Brings science and history to life

  • Apr 12, 2010
I like math. I like science. And I like the Bible. So this book is just perfect for me; it's by a serious scientist from Cambridge University, England, and it's about a really serious study of a famous story in the Bible.

Actually, Colin Humphreys is more than "just" a serious scientist. He's the sort of person who will take a trip to the Red Sea to investigate whether his theories might be true. And then he'll write about the trip in a gently personal style, giving the reader a chance to share his excitement in his discoveries.

Have you heard the story that the Red Sea crossing really happened in a sort of muddy puddle? I remember learning that the ancient Hebrew texts read "Reed Sea" or lake rather than Red Sea, but Humphreys asks the rather obvious question, why was it ever mistranslated.

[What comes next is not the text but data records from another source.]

PR #1344, opened 2024-11-12
Sieve socket creation failed

christer77:
This PR resolve **_Sieve: Socket creation failed_** error.

The first constant is that, since the appearance of this error, the **_BLOCK SENDER_** button is always disabled.

Related screen:

BLOCK SENDE DISABLED-SIEVE-ERROR

To reproduce this error, just open message inline mode or in new tab

### DIFF
--- a/modules/imap/functions.php
+++ b/modules/imap/functions.php
@@ -1525,7 +1525,10 @@ function parse_sieve_config_host($host) {
         $host = $url['path'];
     }
     $port = $url['port'] ?? '4190';
-    return [$host, $port];
+    $scheme = $url['scheme'] ?? 'tcp://';
+    $tls = $scheme === 'tls';
+    // echo "<pre>"; var_dump($url, $host); die;
+    return [$host, $port, $tls];
 }}
 
 if (!hm_exists('connect_to_imap_server')) {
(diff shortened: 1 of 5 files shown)


marclaporte:
Related: https://github.com/cypht-org/cypht/pull/1331

modules/imap/functions.php
```diff
@@ -1523,9 +1523,13 @@ function parse_sieve_config_host($host) {
     $url = parse_url($host);
     if(!isset($url['host'])) {
         $host = $url['path'];
+    } else {
+        $host = $url['host'];
     }
     $port = $url['port'] ?? '4190';
-    return [$host, $port];
+    $scheme = $url['scheme'] ?? 'tcp://';
```
Shadow243, line 1530: I'm not sure this will work with stalwart too, try and ping me

christer77: I'll get back to you after the test

Shadow243:
Related PR: https://github.com/cypht-org/cypht/pull/1199

modules/imap/functions.php
Shadow243: https://github.com/cypht-org/cypht/issues/1153

Issue #776, opened 2023-09-29
Review the whole process/code/documentation for Cypht to work for Google and Microsoft's email offerings. (was: Error Ocurred when attempting gmail oauth2 setup)


Terramoto:
I'm running the docker version, i've:

- setup the oauth2.ini file in app_data path specified in hm3.ini
- php script/config_gen.php

The file is detected during the config_gen.php, i then proceed to the interface:

- pick up the gmail option from the drop-down list. 
- Setup the email address and name,
- Proceed to the Google authentication, permissions page, 
- Check emails and calendars access permissions and then it redirects me to the webmail url but signed out. I type in login details but a "Error Ocurred" is displayed and the url reverts to the default webmail url path.

I've notice the redirect URL sends two scopes:
?state=nux_authorization&code=(Authorization-Code)&scope=https://mail.google.com/%20https://www.googleapis.com/auth/contacts

I've tried removing the second scope and this time i got the "Error Ocurred" message but it didn't signed me off....

marclaporte:
Thank you @Terramoto for this report.

Can you try with debug mode activated as per https://cypht.org/install.html ?

Thanks!

Terramoto:
> Thank you @Terramoto for this report.
> 
> Can you try with debug mode activated as per https://cypht.org/install.html ?
> 
> Thanks!

I'm afraid it doesn't seem to work, i'm using the docker version provided in the README:
https://hub.docker.com/r/sailfrog/cypht-docker

```
# ln -s /usr/local/share/cypht /var/www/html/mail-debug
ln: /var/www/html/mail-debug: No such file or directory
```

I've tried to set the display_errors on in the PHP.ini file but that hasn't made much of a difference.

marclaporte:
@rodriguezny How can we activate errors in Cypht Docker?

rodriguezny:
Did you try to visualize the container log ?

rodriguezny:
Thanks @Terramoto for the report.
The notices are due to php version, no  need to be worried about that, but the log doesn't show the error that causes the "error occurred" message when attempting gmail auth2 message.
Adding a Gmail account seems broken, I don't have precision, give us some time to investigate on the issue on cypht without docker and cypht docker version, will come back to you later.

Did you try to setup gmail auth2 on cypht outside docker (no docker version) ? If no, you can try it and provide us feedback waiting for us to come back to you with the fix/solution ?

marclaporte:
[...]

PR #1278, opened 2024-10-09
feat(frontend/backend): add support for Exchange Web Services (EWS)

kroky:
Feature request: https://github.com/cypht-org/cypht/issues/247

Work in progress:
1. Add Mailbox bridge for imap and similar modules to work with protocols other than IMAP - e.g. EWS (WIP).
2. Implement EWS methods using php-ews package and raw SOAP calls.
3. Review and write tests.

PR #1348, opened 2024-11-14
fix(cypht): error ocurred when attempting microsoft's email oauth2 setup

christer77:
Related [issue](https://github.com/cypht-org/cypht/issues/776)

### DIFF
--- a/modules/imap/functions.php
+++ b/modules/imap/functions.php
@@ -853,6 +853,9 @@ function imap_refresh_oauth2_token($server, $config) {
         elseif ($server['server'] == 'imap-mail.outlook.com') {
             $details = $oauth2_data['outlook'];
         }
+        elseif ($server['server'] == 'imap-mail.office365.com') {
+            $details = $oauth2_data['office365'];
+        }
         if (!empty($details)) {
             $oauth2 = new Hm_Oauth2($details['client_id'], $details['client_secret'], $details['client_uri']);
             $result = $oauth2->refresh_token($details['refresh_uri'], $server['refresh_token']);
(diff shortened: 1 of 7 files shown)


modules/imap/functions.php
```diff
@@ -1093,7 +1093,7 @@ function clear_existing_reply_details($session) {
  */
 if (!hm_exists('imap_authed')) {
 function imap_authed($imap) {
-    return is_object($imap) && ($imap->get_state() == 'authenticated' || $imap->get_state() == 'selected');
+    return is_object($imap) && ($imap->get_state() == 'authenticated' || $imap->get_state() == 'selected' || $imap->get_state() == 'connected');
```
kroky, line 1096: If oauth2 returns connected instead of authenticated, let's handle that in the imap get_state() method. We have this refactored in the upcoming https://github.com/cypht-org/cypht/pull/1278, so we need a reliable way to check if imap server connection is ready to use or not. Instead of scattering this check throughout the modules, let's check it only in one place.

modules/nux/site.js
```diff
@@ -53,11 +53,11 @@ var display_final_nux_step = function(res) {
                 {'name': 'imap_server_id', value: res.nux_server_id},
                 {'name': 'imap_service_name', value: res.nux_service_name}],
                 function () {
-                    Hm_Utils.redirect();
+                    Hm_Utils.redirect('?page=servers');
```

After all, the Hebrews who wrote, read, and presumably believed "Reed Sea" are the self-same people, centuries before Christ, who translated their own words into Greek, rendering the Hebrew "Reed Sea" into "Red" in Greek. Is it more logical to assume they made a very English mis-translation, or that the two names referred to the same body of water, much as Netherlands and Holland both refer to the same country? Of course, if that's the case, there should be part of the Red Sea that's both red and reedy, and so he takes a trip...

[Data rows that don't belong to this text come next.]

Issue #1322, opened 2024-11-05
Docker image broken - GLOB_BRACE undefined


indridieinarsson:
## 🐛 Bugreport
It seems the docker image is broken. 
PR #1288 introduces usage of the global constant `GLOB_BRACE`.

Building a docker image is successful, however, when starting it, it fails with :
`cypht-1  | PHP Fatal error:  Uncaught Error: Undefined constant "GLOB_BRACE" in /usr/local/share/cypht/scripts/config_gen.php:193
`
This is a known issue with the php alpine docker image, which does not support the functionality configured with this constant : https://github.com/docker-library/php/issues/719

PR #1360, opened 2024-11-17
fix(docker): replace php:8.1-fpm-alpine image by php:8.1-fpm-bookworm: alpine doesn't support GLOB_BRACE

IrAlfred:
## Replace php:8.1-fpm-alpine docker base image by php:8.1-fpm-bookworm

This merge request replaces the php:8.1-fpm-alpine image with php:8.1-fpm-bookworm in our Docker setup. The change addresses the challenges caused by the minimalistic nature of the Alpine-based image, which often lacks key features and extensions required for smooth development and runtime environments.

* [Related issue](https://github.com/cypht-org/cypht/issues/1322)

### DIFF
--- a/docker/Dockerfile
+++ b/docker/Dockerfile
@@ -1,38 +1,42 @@
-FROM php:8.1-fpm-alpine
+FROM php:8.1-fpm-bookworm
 
-WORKDIR "/usr/local/share/cypht"
+WORKDIR /usr/local/share/cypht
+
+ENV DEBIAN_FRONTEND=noninteractive
+ENV COMPOSER_CACHE_DIR=/tmp/composer_cache
+ENV COMPOSER_HOME=/tmp/composer_home
 
 RUN set -e \
-    && apk add --no-cache \
-    supervisor nginx composer sqlite freetype libpng libjpeg-turbo \
-    php-session php-fileinfo php-dom php-xml libxml2-dev php-xmlwriter php-tokenizer \
-    && apk add --no-cache --virtual .build-deps \
+    && apt-get update && apt-get install -y \
+    supervisor nginx sqlite3 libfreetype6-dev libpng-dev libjpeg-dev \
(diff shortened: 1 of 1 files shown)


jacob-js:
@IrAlfred, why shouldn't we consider changing the PHP image we're using? The issue arises due to the minimalistic nature of the Alpine image, which omits certain features. While it does reduce the Docker image size, is it worth the development effort required to work around the missing extensions?

IrAlfred:
> @IrAlfred, why shouldn't we consider changing the PHP image we're using? The issue arises due to the minimalistic nature of the Alpine image, which omits certain features. While it does reduce the Docker image size, is it worth the development effort required to work around the missing extensions?

I've thought about it for a while... I agree with switching the base image. Which image would you recommend we use ?

indridieinarsson:
> > @IrAlfred, why shouldn't we consider changing the PHP image we're using? The issue arises due to the minimalistic nature of the Alpine image, which omits certain features. While it does reduce the Docker image size, is it worth the development effort required to work around the missing extensions?
> 
> I've thought about it for a while... I agree with switching the base image. Which image would you recommend we use ?

wouldn't php:8.1-fpm-bookworm be the one to use? Same php version, but running on the most up-to-date debian. Same publisher as the alpine-based image in use now.

jacob-js:
Thank you @indridieinarsson for the suggestion! @IrAlfred please try this one and keep us informed of the outcome.

IrAlfred:
Thank you @jacob-js , I work on it

IrAlfred:
Please review @jacob-js and @indridieinarsson

mercihabam:
@indridieinarsson, please share some feedback as soon as you can!

indridieinarsson:
@mercihabam  @IrAlfred. Not really an insightful comment, but I did test the PR, and it works. Great job.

I loved the lively, enthusiastic text. I loved the rigorous but comfortably explained logic. I loved the sense of adventure as each step in the Exodus journey became something real and relatable, even the plagues of Egypt, even the smoke on the mountain. And I found myself in awe, rather like the disciples when Jesus calmed the waves, of a God who could so perfectly control nature.

Of course, the alternative conclusion is that an awful lot of coincidences led to either the real events of the Exodus, or the imagined events being so scientifically plausible and verifiable. I like simple conclusions, and I view the author's analysis as pointing to the actions of God. But the reader is never told what to believe. A true scientist, Professor Humphreys lets the evidence speak for itself and keeps his personal opinions out of the way.

After reading this book, I can finally imagine a version of Exodus that makes sense. I've wanted for so many years to touch that column of fire and smoke. Now I know why I can't, and the answer truly delights me.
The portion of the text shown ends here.